The circuit breaker according to claim 3, wherein the lower end of the triple box has a triple box lower flange fixed to the upper flange of the supporting insulator, and the lower flange of the triple box and the supporting boss formed at the bottom of the supporting insulator are formed. Fiber optic current mutual inductance coil installation space.
The circuit breaker according to claim 4, wherein a seal ring made of an insulating material for preventing entry of water and dust is provided outside the installation space of the optical fiber current mutual inductance coil.

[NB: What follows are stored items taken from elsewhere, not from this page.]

PR #688, opened 2021-01-28
Prevent dark monitor crash when database is empty

bhilbert4:
This is a small PR that adds some code to create dummy data for the dark current monitor in cases where the dark current databases are empty. Prior to these changes, if the databases were empty, JWQL would crash as it attempted to use the non-existent data to create the Bokeh plots.


bourque (approved):
Thanks @bhilbert4, this looks good to me!

Issue #676, opened 2020-12-14
Address speed issue for loading thumbails/preview images


bourque:
Navigating certain thumbnail/preview image pages can be painstankingly slow.  I suspect this is due to the fact that the web app has to look over a network in order to retrieve thumbnails/preview information, as everything is stored in the JWQL central storage area.  If that is indeed the cause, we should explore storing the thumbnails/preview images directly on the dev server on which the web app runs.

bourque:
I have created a support ticket to request internal storage space on the JWQL VMs to house preview images and thumbnails.

bourque:
We now have the internal storage space on the dev, test, and ops servers, and the preview images and thumbnails now reside there.  I notice a slight speedup in the web app in rendering the images, however, the loading of the archive web app pages is still quite slow.  We should look into if the algorithm for identifying/loading preview images/thumbnails can be improved.

PR #694, opened 2021-02-09
Generate all preview images in filesystem

tnking97:
Currently we do not generate preview images for all filenames. This change allows us to generate preview images for additional file types such as 'guider' or 'time_series'.


tnking97:
This particular bit of PR is ready for review. However, I think there is still some sort of permission error on the local host with viewing the preview image link that was mentioned in the linked issue. The images have been generated (and thus this issue should be fixed), but we may need to additionally test on the dev server.

bourque:
@tnking97 Perfect, thank you.  I will go ahead and test things out on the dev/tests servers.  It will also help me to test #676 at the same time!

bourque (approved):
Thanks again for this @tnking97!

I Just also wanted to note here that I (re)built all of the preview images & thumbnails on the dev server (in our new internal storage space).  It took nearly three days(!) but the preview image generation script completed successfully!  And I do notice a slight speedup in loading the images on the web app, though we will still need to address the speed of the algorithm itself (#676)

PR #696, opened 2021-02-11
Fix filename parsing for WFS&C and AMI products

bsunnquist:
This PR adds support for stage 3 WFS&C and additional AMI products in the filename parser. 

These types of products don't currently live in our JWQL filesystem (and thus, `test_filename_parser_whole_filesystem` passes regardless of this PR), but they will be eventually once we sync up with MAST. 

I've successfully tested it on the example names given [here](https://innerspace.stsci.edu/pages/viewpage.action?spaceKey=SCSB&title=JWST+Science+Data+Products) for these product types.


bourque (approved):
@bsunnquist Thank your for your updates on this!  This looks good, and works well on my end when I test it.

bourque:
The Jenkins build fails because there seems to be an issue with ST Jenkins and support for python 3.8.  Otherwise, the envs are installed ok and the tests pass.  So I will merge this.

The circuit breaker according to claim 5, wherein the sealing ring is disposed outside the installation space of the fiber-optic current mutual inductance coil by a fixing structure, and the fixing structure comprises a mounting boss disposed on a supporting platform supporting the upper flange of the insulator And a mounting groove provided at the lower surface of the lower flange of the triple box.
The circuit breaker according to any one of claims 4 to 6, wherein a transition piece is disposed between the upper flange of the support insulator and the lower flange of the triple box, and the transition piece and the support insulator are respectively The lower flange of the flange and the triple box are sealed and matched and electrically connected.
The circuit breaker according to claim 2, wherein said first arc extinguishing chamber comprises a movable contact holder, said electrically conductive structure comprising a baffle electrically connected to the movable contact holder and a flange for supporting the insulator The lower side of the support boss is electrically connected to the terminal block, and the other end of the terminal block is detachably and electrically connected to the baffle.
The circuit breaker according to claim 1, wherein the supporting insulator is a cylindrical structure, and the circuit breaker further comprises a transmission fiber for electrically connecting the optical fiber current mutual inductance coil to an acquisition unit of the intelligent component cabinet of the outside, The transmission fiber is pre-buried in the wall of the support insulator.